Harga Bawang Merah Naik 2 Kali Lipat Akibat Pasokan dari Luar Daerah Berkurang
MERANGKAK NAIK: Pedang mengeluhkan naiknya harga bawang. Berharap distribusi kembali normal agar harga dapat terkendali.--
JAMBI, JAMBIEKSPRES.CO – Harga bawang merah di Pasar Tradisional Talang Banjar, Kota Jambi, melonjak tajam dalam sepekan terakhir. Untuk kualitas super, harganya kini menyentuh Rp60 ribu per kilogram, atau dua kali lipat dari harga sebelumnya yang berkisar Rp30 ribu per kilogram.

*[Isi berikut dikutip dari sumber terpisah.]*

PR #1709, opened 2022-06-13
fix(reader-revenue): disable WC email if module will send email

### LINKED ISSUE #1699: Donations – two emails are sent (in a Stripe & WC setup)
## As is 

After a donation with Stripe as Reader Revenue platform, if WooCommerce is active, the donor will receive two emails: one from Newspack ("Thank You" subject) and one from WooCommerce ("Your … order is now complete").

Kenaikan harga ini disebabkan oleh terbatasnya pasokan bawang merah dari sentra produksi. Kondisi tersebut membuat pedagang kesulitan mendapatkan stok dalam jumlah banyak, sementara permintaan tetap tinggi.
“Pasokan dari luar daerah berkurang, jadi barang sedikit dan harganya langsung naik,” ujar Linda, pedagang bawang merah, Selasa (29/7/2025).
Lonjakan harga ini juga berdampak pada konsumen. Banyak pembeli mengurangi jumlah belanja mereka karena tidak sanggup membeli dalam jumlah banyak.
BACA JUGA:DKPP Periksa Bawaslu Tulang Bawang Barat atas Dugaan Pelanggaran Etik Terkait Politik Uang
BACA JUGA:TNI AL Gagalkan Penyelundupan 11,1 Ton Bawang Bombay Ilegal di Ketapang
“Biasanya pelanggan beli setengah kilo, sekarang cuma seperempat. Jadi kami juga susah jualannya,” keluh Novita, pedagang lainnya.
Sementara itu, harga komoditas lain masih terpantau stabil. Bawang putih dijual dengan harga Rp30 ribu per kilogram, dan cabai merah berada di kisaran Rp25 ribu per kilogram.
Pedagang berharap distribusi bawang merah kembali normal agar harga dapat terkendali dan daya beli masyarakat tidak terus tergerus. (*)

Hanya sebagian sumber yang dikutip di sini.